A few years back I decided to attempt a search. I kept hitting dead end after dead end. Extremely frustrating and I felt the, consider my/her age, the clock was "ticking." Started to get a bit desperate and engaged the services of a professional. I know how may people feel about these services - I see your position. I did what I felt I had to do.
A few months ago they gave me a name that was "100%" accurate. Based on connections on Ancestry DNA, the pieces all fit.
I decided the best way to make contact was by phone. Seems she lives with her adult daughter (different Bfather). I decided to call during the day when she would be home alone (her daughter would be at work). That's where things all fell apart.
No one answers the phone and there didn't seem to be a machine. I called various times during the day - about 6 times over a two week period. No answer each time. Especially frustrating considering how difficult it was to dial the number each time.
Finally, someone answered the phone. I asked to speak with the person by name. I was asked "Can you call right back?" Odd request, but what the heck. I hung up, waited 30 seconds and dialed again.
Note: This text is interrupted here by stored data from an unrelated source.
PR #29119, opened 2026-07-17
[front] chore: simplify internal MCP metadata types

aubin-tchoi:
## Description

Part of a multi step plan to allow defining in which context a tool can be ran on the tool metadata themselves in a declarative way.

The plan goes like this:
- Remove the boilerplate helpers `createToolRecords` and `buildTools`.
- Move the `createServer` one level up.
- Add a metadata to declare which contexts each tool supports (by default all contexts) + bake it in the generic `createServer`.

This PR starts by simplifying the typing of internal MCP servers: removes unused generics and types, cleaned up the existing ones (`InternalMCPServerEntryWithoutMetadata` exists in types but we never ever populate an internal mcp server without metadata so this just makes caller's lives harder).

## Tests

- Covered by existing tests.

## Risk

- Low. Type-only cleanup around internal MCP metadata.

## Deploy Plan

- Deploy front.

### DIFF
--- a/front/lib/actions/mcp_internal_actions/mcp_servers_metadata.test.ts
+++ b/front/lib/actions/mcp_internal_actions/mcp_servers_metadata.test.ts
@@ -33,7 +33,6 @@ import {
 } from "@app/lib/actions/mcp_internal_actions/constants";
 import { InMemoryWithAuthTransport } from "@app/lib/actions/mcp_internal_actions/in_memory_with_auth_transport";
 import { getInternalMCPServer } from "@app/lib/actions/mcp_internal_actions/servers";
-import type { InternalMCPToolType } from "@app/lib/actions/mcp_internal_actions/tool_definition";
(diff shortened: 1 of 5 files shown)


front/lib/actions/mcp_internal_actions/mcp_servers_metadata.test.ts
```diff
@@ -270,8 +269,7 @@ describe("MCP Servers Metadata Snapshot", () => {
     const allBilling: Record<string, Record<string, ToolBillingSnapshot>> = {};
 
     for (const serverName of [...AVAILABLE_INTERNAL_MCP_SERVER_NAMES].sort()) {
-      const tools = getInternalMCPServerMetadata(serverName)
-        .tools as InternalMCPToolType[];
+      const tools = getInternalMCPServerMetadata(serverName).tools;
```
flvndvd: `nit`

```suggestion
      const { tools } = getInternalMCPServerMetadata(serverName);
```

flvndvd (approved):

This time, someone else answered - apparently the daughter. Not very friendly at all. She said she lived with her mother, but gave no indication that the mother was home and did not offer to put her on the phone.
I told her this was a personal call (as opposed to a telemarketer) and I knew her mother from way back. She told me she would tell her mother to call me back... but never offered to take a callback number. I had to ask her to take it, which she did very begrudgingly and with no small amount of attitude. This made me fairly certain the message was never delivered. Even it if was, it would have no meaning as I gave my real (adopted) name. Of course, I never heard back.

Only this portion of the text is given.